PR #630, opened 2021-10-18
solution

Saharij:
[DEMO](https://Saharij.github.io/react_list-of-goods/)

### DIFF
--- a/src/App.tsx
+++ b/src/App.tsx
@@ -20,15 +20,21 @@ type State = {
   isReverse: boolean;
   isSortedByAlph: boolean;
   isSortedByLeng: boolean;
+  showList: boolean;
   selectNumber: number;
 };
 
 class App extends React.Component<{}, State> {
-  state = {
+  state: State = {
     isReverse: false,
     isSortedByAlph: false,
     isSortedByLeng: false,
+    showList: false,
     selectNumber: 1,
+  };
+
+  handleStart = () => {
+    this.setState({ showList: true });
   };
 
   handleButtonReverse = () => {
@@ -65,6 +71,7 @@ class App extends React.Component<{}, State> {
       isReverse,
       isSortedByAlph,
       isSortedByLeng,
+      showList,
       selectNumber,
     } = this.state;
     const goods = [...goodsFromServer].filter(
@@ -73,10 +80,8 @@ class App extends React.Component<{}, State> {
     const arrForSelect = [1, 2, 3, 4, 5, 6, 7, 8, 9, 10];
     const buttonClass = 'button is-primary';
 
-    goods.filter(item => item.length >= selectNumber);
-
     if (isSortedByAlph) {
-      goods.sort((g1, g2) => g1.localeCompare(g2));
+      goods.sort();
     }
 
     if (isSortedByLeng) {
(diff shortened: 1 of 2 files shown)


src/App.tsx
```diff
@@ -14,11 +16,132 @@ const goodsFromServer: string[] = [
...
-);
+type State = {
+  isReverse: boolean;
+  isSortedByAlph: boolean;
+  isSortedByLeng: boolean;
+  selectNumber: number;
+};
+
+class App extends React.Component<{}, State> {
+  state = {
```
aliceblunt8, line 27:
```suggestion
  state: State = {
```

src/App.tsx
```diff
@@ -14,11 +16,132 @@ const goodsFromServer: string[] = [
...
+      isSortedByLeng,
+      selectNumber,
+    } = this.state;
+    const goods = [...goodsFromServer].filter(
+      item => item.length >= selectNumber,
+    );
+    const arrForSelect = [1, 2, 3, 4, 5, 6, 7, 8, 9, 10];
+    const buttonClass = 'button is-primary';
+
+    goods.filter(item => item.length >= selectNumber);
```
aliceblunt8, line 76: you do filter twice, furthermore filter doesn't mutate array in place, so second filter does nothing at all

src/App.tsx
```diff
@@ -14,11 +16,132 @@ const goodsFromServer: string[] = [
...
+      goods.sort((g1, g2) => g1.localeCompare(g2));
+    }
+
+    if (isSortedByLeng) {
+      goods.sort((g1, g2) => g1.length - g2.length);
+    }
+
+    if (isReverse) {
+      goods.reverse();
+    }
```
aliceblunt8, line 88: maybe add sortBy to the state with different values and use switch case for choosing which sort to use

src/App.tsx
```diff
@@ -14,11 +16,132 @@ const goodsFromServer: string[] = [
...
+    const goods = [...goodsFromServer].filter(
+      item => item.length >= selectNumber,
+    );
+    const arrForSelect = [1, 2, 3, 4, 5, 6, 7, 8, 9, 10];
+    const buttonClass = 'button is-primary';
+
+    goods.filter(item => item.length >= selectNumber);
+
+    if (isSortedByAlph) {
+      goods.sort((g1, g2) => g1.localeCompare(g2));
```
aliceblunt8, line 79: this will work the same

```suggestion
      goods.sort();
```

src/App.tsx
```diff
@@ -14,11 +16,132 @@ const goodsFromServer: string[] = [
...
+    return (
+      <div className="App">
+        <h1 className="title is-1 mt-5">Goods</h1>
+
+        <div className="buttons__container">
+          <button
+            type="button"
+            className={this.state.isReverse
+              ? `${buttonClass} is-active`
+              : `${buttonClass}`}
```
aliceblunt8, line 99: you can use classnames lib for conditional classes
https://www.npmjs.com/package/classnames

src/components/GoodList/GoodList.tsx
```diff
@@ -0,0 +1,50 @@
...
+};
+
+type State = {
+  showList: boolean;
+};
+
+export class GoodList extends React.Component<Props, State> {
+  state = {
+    showList: false,
+  };
```
aliceblunt8, line 15: remove state showList state and start button from GoodList component and add it to App
so you can conditionally render GoodList
`showList && <GoodList />`

aliceblunt8 (changes requested):
GJ!

src/App.tsx
aliceblunt8: it was just recommendation ;) and in my opinion, proposed solution would look neater, but your solution is correct too

PR #636, opened 2021-10-19
Solution

DY-JS:
[DEMO LINK](https://DY-JS.github.io/react_list-of-goods/)

### DIFF
--- a/src/App.tsx
+++ b/src/App.tsx
@@ -1,5 +1,5 @@
 import React from 'react';
-import './App.css';
+import './App.scss';
 
 const goodsFromServer: string[] = [
   'Dumplings',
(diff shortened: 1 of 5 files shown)


src/App.tsx
```diff
@@ -14,11 +14,125 @@ const goodsFromServer: string[] = [
...
-);
+type State = {
+  goods: string[];
+  isReversed: boolean;
+  sortBy: string | null;
+  isRun: boolean;
+};
+
+class App extends React.Component<{}, State> {
+  state = {
```
aliceblunt8, line 25:
```suggestion
  state: State = {
```

src/App.tsx
```diff
@@ -14,11 +14,125 @@ const goodsFromServer: string[] = [
...
+          onClick={() => {
+            if (!isRun) {
+              this.start();
+            } else {
+              this.reset();
+            }
+          }}
+        >
+          {!isRun ? 'Start' : 'Reset'}
+        </button>
```
aliceblunt8, line 106: I think it's better to create separate buttons for each case than use condition inside onClick

src/App.tsx
```diff
@@ -14,11 +14,125 @@ const goodsFromServer: string[] = [
...
+
+        <div className="app__buttons">
+          <input
```
aliceblunt8, line 109: why do you use input instead buttons?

> **Your goal**
Working through the data above, find every line holding "DEMO" and copy it.

> **Output for this task**
[DEMO](https://Saharij.github.io/react_list-of-goods/)
[DEMO LINK](https://DY-JS.github.io/react_list-of-goods/)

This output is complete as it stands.